§ Task description: Find the line containing "-40,6 +40,18 @@" in the records below. Copy exactly that line and each one after it, ending at the line containing "public static func", and nothing more.

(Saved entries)
□ □ □

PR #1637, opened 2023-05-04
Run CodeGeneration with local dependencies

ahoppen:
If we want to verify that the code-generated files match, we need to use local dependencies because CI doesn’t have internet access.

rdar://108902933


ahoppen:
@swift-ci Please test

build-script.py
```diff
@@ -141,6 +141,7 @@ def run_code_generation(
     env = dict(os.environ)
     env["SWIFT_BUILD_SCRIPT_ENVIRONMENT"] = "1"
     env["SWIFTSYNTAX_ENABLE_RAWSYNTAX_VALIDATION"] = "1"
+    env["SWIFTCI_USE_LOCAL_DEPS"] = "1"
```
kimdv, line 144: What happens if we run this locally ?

□ □ □

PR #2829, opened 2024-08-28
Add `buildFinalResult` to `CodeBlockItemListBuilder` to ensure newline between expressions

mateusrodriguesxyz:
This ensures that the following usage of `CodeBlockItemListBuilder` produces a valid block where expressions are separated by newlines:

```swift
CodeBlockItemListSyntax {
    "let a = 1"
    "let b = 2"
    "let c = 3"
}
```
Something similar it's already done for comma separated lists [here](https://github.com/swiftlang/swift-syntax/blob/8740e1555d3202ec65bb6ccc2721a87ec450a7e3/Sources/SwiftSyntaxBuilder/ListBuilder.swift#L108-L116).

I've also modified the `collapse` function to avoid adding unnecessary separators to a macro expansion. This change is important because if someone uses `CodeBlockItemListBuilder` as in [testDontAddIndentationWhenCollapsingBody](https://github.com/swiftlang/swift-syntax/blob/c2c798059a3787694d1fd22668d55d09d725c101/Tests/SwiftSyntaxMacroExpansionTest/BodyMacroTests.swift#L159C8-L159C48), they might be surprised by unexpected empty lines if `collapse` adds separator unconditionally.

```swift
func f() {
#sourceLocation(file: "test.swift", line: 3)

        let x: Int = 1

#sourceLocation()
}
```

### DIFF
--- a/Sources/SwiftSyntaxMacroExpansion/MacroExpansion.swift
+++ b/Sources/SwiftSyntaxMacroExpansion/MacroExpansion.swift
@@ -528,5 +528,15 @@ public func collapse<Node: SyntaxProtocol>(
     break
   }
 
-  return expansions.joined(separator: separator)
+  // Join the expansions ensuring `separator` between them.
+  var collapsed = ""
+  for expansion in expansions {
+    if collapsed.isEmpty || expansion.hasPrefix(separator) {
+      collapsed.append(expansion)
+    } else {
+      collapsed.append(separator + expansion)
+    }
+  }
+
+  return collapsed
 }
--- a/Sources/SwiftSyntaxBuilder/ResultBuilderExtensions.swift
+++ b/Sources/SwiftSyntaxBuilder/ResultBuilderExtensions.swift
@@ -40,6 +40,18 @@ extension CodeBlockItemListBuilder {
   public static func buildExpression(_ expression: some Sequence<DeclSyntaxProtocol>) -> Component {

□ □ □

§ Solution to the exercise:
@@ -40,6 +40,18 @@ extension CodeBlockItemListBuilder {
   public static func buildExpression(_ expression: some Sequence<DeclSyntaxProtocol>) -> Component {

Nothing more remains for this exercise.